# Help!! ASAP!



## Awilkerson (Aug 27, 2008)

I have a an s4 that is having some AC problems







the previous owner did not have the AC connected for a few years I'm guessing so we decide to reconnect all the line and try and use the recharge kits from auto zone so basically we did the recharge and the ac blew cold for about 15 mins and then shut off... i would hate to believe that the compressor is broken because the car only has 70k on it. the compressor still spins by hand but it a little rough.

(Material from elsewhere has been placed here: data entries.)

PR #9632, opened 2026-01-12
Update step file output from engine changes

jtran:
Generated from the test named `kcl_test_exporting_step_file`.


jtran:
Closing in favor of #9532.

PR #9641, opened 2026-01-13
KCL refactor: Solid should not have a Sketch field

adamchalmers:
Most solids are based on a sketch, but there's really no need to have the full sketch as a field of the solid. It's really only used for two things:

1. Holding the tags from the sketch, so that the edge tagged `a` can become the face `a` when extruded
2. Knowing the ID of the original sketch, because it'll become the ID of the solid

As part of Serena's in-progress work for extruding faces (https://github.com/KittyCAD/modeling-app/pull/8661), this won't be the case -- the solid extruded from a face won't be based on a sketch.

So I am refactoring it to use a new type SketchBase instead. It's like Sketch but it only has a subset of its fields. In the future, we can make SketchBase an enum, so that solids created through other means have a different set of fields.

### DIFF
--- a/rust/kcl-lib/tests/angled_line/program_memory.snap
+++ b/rust/kcl-lib/tests/angled_line/program_memory.snap
@@ -61,7 +61,7 @@ description: Variables in memory after executing angled_line.kcl
         }
       ],
       "sketch": {
-        "type": "Sketch",
+        "type": "SketchBase",
         "id": "[uuid]",
         "paths": [
           {
@@ -227,8 +227,7 @@ description: Variables in memory after executing angled_line.kcl
           }
         },
         "artifactId": "[uuid]",
-        "originalId": "[uuid]",
-        "units": "mm"
+        "originalId": "[uuid]"
       },
       "startCapId": "[uuid]",
       "endCapId": "[uuid]",
--- a/rust/kcl-lib/tests/artifact_graph_example_code1/program_memory.snap
+++ b/rust/kcl-lib/tests/artifact_graph_example_code1/program_memory.snap
@@ -54,7 +54,7 @@ description: Variables in memory after executing artifact_graph_example_code1.kc
         }
       ],
       "sketch": {
-        "type": "Sketch",
+        "type": "SketchBase",
         "id": "[uuid]",
         "paths": [
           {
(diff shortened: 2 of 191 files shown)


rust/kcl-lib/src/execution/exec_ast.rs
```diff
@@ -2016,10 +2027,18 @@ impl Node<MemberExpression> {
                     vec![self.clone().into()],
                 )))
             }
-            (KclValue::Solid { value }, Property::String(prop), false) if prop == "sketch" => Ok(KclValue::Sketch {
-                value: Box::new(value.sketch),
+            (KclValue::Solid { value }, Property::String(prop), false) if prop == "sketch" => {
+                let source_range = SourceRange::from(self.clone());
```
jtran, line 2031: You should be able to avoid cloning the entire AST node with something like this.
```suggestion
                let source_range = SourceRange::from(self);
```

rust/kcl-lib/src/execution/exec_ast.rs
```diff
@@ -2030,18 +2049,9 @@ impl Node<MemberExpression> {
...
-                    source_range: SourceRange::from(self.clone()),
-                }],
-                value: sk
-                    .tags
-                    .iter()
-                    .map(|(k, tag)| (k.to_owned(), KclValue::TagIdentifier(Box::new(tag.to_owned()))))
-                    .collect(),
-                constrainable: false,
+            (KclValue::Sketch { value: sk }, Property::String(prop), false) if prop == "tags" => {
+                Ok(tags_object_from_map(&sk.tags, SourceRange::from(self.clone())).continue_())
```
jtran, line 2053: Same thing about cloning.

rust/kcl-lib/src/execution/geometry.rs
```diff
@@ -881,6 +937,63 @@ impl Sketch {
...
+                surface: surface.cloned(),
+            },
+        ));
+
+        self.tags.insert(tag.name.to_string(), tag_identifier);
+    }
+
+    pub(crate) fn merge_tags<'a>(&mut self, tags: impl Iterator<Item = &'a TagIdentifier>) {
+        for t in tags {
+            match self.tags.get_mut(&t.value) {
```
jtran, line 965: Could probably use the Entry API here.

PR #9643, opened 2026-01-13
update tests after extrude changes

gserena01:
sibling of https://github.com/KittyCAD/engine/pull/4069

Fixes the test failures seen in the above pr


rust/kcl-lib/tests/kcl_samples/sheet-metal-bracket/rendered_model.png
jacebrowning, line 1: Is the change to the large center hole expected? It looks filled-in now from the rendering.

gserena01: nope! good catch!

gserena01: okay - just pushed a fix!

gserena01:
To clarify the issue that jace pointed out: 

The test kcl was initially taking advantage of the poor behavior produced by the engine, which was merging the faces that the two colinear segments created after extrusion. The test has been updated to use a single line where there was once two colinear lines. Now, the sketch-on-face extrusion holes works as expected.

PR #813, opened 2020-10-07
Limit table actions for users with permissions

rvsia:
part of https://issues.redhat.com/browse/RHCLOUD-9754

**Before**

image

**After**

image

### DIFF
--- a/src/routes/InventoryTable.js
+++ b/src/routes/InventoryTable.js
@@ -14,6 +14,7 @@ import { useStore } from 'react-redux';
 import DeleteModal from '../components/DeleteModal';
 import TextInputModal from '@redhat-cloud-services/frontend-components-inventory-general-info/TextInputModal';
 import flatMap from 'lodash/flatMap';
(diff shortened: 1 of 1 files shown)


src/routes/InventoryTable.js
```diff
@@ -172,29 +181,29 @@ const Inventory = ({
...
-                                                    displayName
-                                                }));
-                                                handleModalToggle(() => true);
-                                            }
-                                        }, {
-                                            title: 'Edit',
-                                            onClick: (_event, _index, data) => {
-                                                activateSystem(() => data);
-                                                onEditOpen(() => true);
+                                    hasCheckbox={false}
```
karelhala, line 186: It would probably be more straight forward to do `hasCheckbox={canPerformActions}` which would indicate that if user has access to actions show the checkbox.

karelhala (approved):
Looking good! Just one minor nitpick.

karelhala (approved):

PR #845, opened 2020-10-19
Enable RBAC everywhere

karelhala:
Since we are enabling RBAC for profuction no need to have RBAC gated behind `isProd` flag from chrome.

### DIFF
--- a/src/store/permissions/reducer.test.js
+++ b/src/store/permissions/reducer.test.js
@@ -11,16 +11,6 @@ describe('permissionsReducer', () => {
         });
     });
 
-    it('pending write permission - on prod', () => {
-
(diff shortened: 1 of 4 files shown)


src/store/permissions/reducer.test.js
```diff
@@ -12,17 +12,13 @@ describe('permissionsReducer', () => {
...
 
         expect(permissionsReducer({}, { type: `${ACTION_TYPES.LOAD_WRITE_PERMISSIONS}_PENDING` }))
         .toEqual({
             loading: false,
             loadingFailed: false,
             writePermissions: true
         });
-
-        insights.chrome.isProd = tmp;
     });
```
rvsia, line 22: I think this whole test can be :skull:

rvsia (approved):

PR #860, opened 2020-10-23
Enable delete button if user has execute rights

karelhala:


src/routes/InventoryTable.js
```diff
@@ -165,6 +165,8 @@ const Inventory = ({
 
     const calculateSelected = () => selected ? selected.size : 0;
 
+    console.log(writePermissions, 'WTF!');
```
rvsia, line 168: console.log

rvsia (approved):

PR #916, opened 2020-12-07
Update to webpack 5

karelhala:
### Update to WP5 and use new inv component

Since we want to move to SPA we have to update each app to start using webpack 5 and scalprum component for inventory. This PR does this thing and also changes how inventory table is tested. Some dependencies for details are beta because they were bloating the build. They should be fine in stable as all of them released stable version, but for the initial draft let's go with the beta versions and update once we prove that nothing breaks.


src/AppEntry.js
```diff
@@ -0,0 +1,29 @@
...
+InventoryApp.propTypes = {
+    useLogger: PropTypes.bool
+};
+
+InventoryApp.defaultProps = {
+    useLogger: false
+};
+
+export default InventoryApp;
+
```
rvsia, line 29: empty line

src/AppEntry.js
```diff
@@ -0,0 +1,29 @@
...
+import PropTypes from 'prop-types';
+import { BrowserRouter as Router } from 'react-router-dom';
+import { Provider } from 'react-redux';
+import { init } from './store';
+import App from './App';
+import { getBaseName } from '@redhat-cloud-services/frontend-components-utilities/files/esm/helpers';
+import logger from 'redux-logger';
+
+const InventoryApp = ({ useLogger }) => {
+    return (
```
rvsia, line 11: we can omit return statement

src/components/inventory/Vulnerability.js
```diff
@@ -1,10 +1,22 @@
...
+        setComponent(() => React.lazy((async () => {
+            const Vulnerabilities = await import('@redhat-cloud-services/frontend-components-inventory-vulnerabilities/dist/esm');
+            const { SystemCvesStore } = Vulnerabilities;
+            getRegistry().register({ SystemCvesStore });
+            return Vulnerabilities;
+        })));
+    }, []);
+
+    return <Suspense>
+        <Component customItnlProvider entity={ { id: useParams().inventoryId } }/>
```
rvsia, line 18: Won't Fragment be angry that he gets some unknown props?

rvsia (approved):

PR #1080, opened 2021-02-24
Fix registration of reducers

karelhala:


src/Routes.js
```diff
@@ -21,6 +22,8 @@ function checkPaths(technology, app) {
 }
 
 export const Routes = () => {
+    const { getRegistry } = useContext(RegistryContext);
+    getRegistry().register(reducers);
```
rvsia, line 26: Couldn't this possibly register reducers on each render?

karelhala: Good point, I've wrapped it in `useEffect` that checks for `getRegistry` as it is mutated once app fully renders.

rvsia (approved):

PR #1096, opened 2021-03-05
[DO not merge] Async component example.

Hyperkid123:
This is an example PR how to shared additional federated modules.

### Requirements
- define module (component) that should be shared
- expose the module via `@redhat-cloud-services/frontend-components-config/federated-modules` or via `ModuleFederationPlugin`
- If not using the shared config, also make sure that the module is present in the `fed-mods.json` build file

I've also added additional updates to properly serve files in beta env


karelhala:
@Hyperkid123 let's close this one, so we don't accidentally merge it.

PR #1116, opened 2021-03-09
Hotifx build

Hyperkid123:
The patchman dependencies were causing issues with the html webpack plugin. I had to add a direct dependency, dedupe dependencies, and alias to fix the HTML build.

Long term fix is here: https://github.com/RedHatInsights/patchman-ui/pull/457
We also need a new version of patch inventory to be installed


karelhala (approved):

Hyperkid123:
@karelhala just testing clean install if it works. If not we will have to add dedupe before the build command

rvsia (approved):

PR #1262, opened 2021-05-10
Migrate advisor tab to use fed modules

karelhala:


AllenBW (approved):
🧼 👩‍🎨 🎉 

woah, thats it? NEAT!

rvsia (approved):
@karelhala Do we any sync inv-app process? This can be easily broken if the inventory gets ahead. 😿  Maybe if the fed module fail, then load the old component...

karelhala:
@rvsia I had similiar thought but that would be a hacky way around this. @AllenBW already told me that the advisor UI has shipped the code on their side all the way to prod-stable. So no need to worry about it.

PR #1266, opened 2021-05-10
Migrate general info tab to federated modules

karelhala:


rvsia (approved):
🙏

rvsia:
@karelhala  The tests failed because of different timestamps. However, there are also many useLayoutEffect warnings. I think we should get rid of them. The log is gigantic.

I want to believe it is the ac control unit because that thing can be kind of flakey... idk if anyone could just send a hint or just try and tell me the deal that would be awesome...


----------



## Awilkerson (Aug 27, 2008)

Please someone help me!


----------



## temagnus2004 (Mar 19, 2008)

*Re: Help!! ASAP! (Awilkerson)*

does the ac compressor make noise when engine is running? U mentioned that you recharged it.. Did you pull a vacuum on system before charging? Make sure there was enough oil for compressor? Actually get readings from refridgeration gauges so you know what the suction and discharge results are? 
Whenyou mean "a little rough" do you mean that the doesnt turn smoothly? bearing noise? shaftplay?


----------



## GLS-S4 (Jun 6, 2005)

*Re: (Awilkerson)*

Take it to a shop with AC Nitrogen Pressure Test equipment to find a leak.


----------



## Awilkerson (Aug 27, 2008)

the ac compressor doesnt do anything at all... no vag com.... i think i failed to mention that i have no fan on that side of the car and im not sure if the kid is right but he said the car will not kick the compressor on with out that fan...and there are no leaks.... + i just drove the car from NJ to tampa FL with no ac... Not fun.


----------



## Awilkerson (Aug 27, 2008)

could it be that i have no fan so since nothing is being cooled on that side the compressor wont kick on? please answer


----------



## GLS-S4 (Jun 6, 2005)

*Re: (Awilkerson)*

What does a VAG Scan say?


----------



## Awilkerson (Aug 27, 2008)

I dont have the VAG scan and i really dont know where to go in Fl to have a shop do it.


----------



## temagnus2004 (Mar 19, 2008)

*Re: (Awilkerson)*

surely u can find a shop somewhere, goodyear? sts? use the internet and find something!


----------



## Awilkerson (Aug 27, 2008)

im going to try STS and good year


----------



## sracwohsf (Jul 13, 2005)

*Re: (Awilkerson)*

the compressor won't kick if there isn't enough freon... do you have a dye kit? was the car in a front end damage situation before you bought it? I had a car that was in a light fender bender that pierced the ac condensor..... after dying it and the fan kicking you could see it splattered all over the engine bay. sounds like you might have a slow leak in the system... I would have replaced every o-ring in the system if it hasn't been used for some time.


----------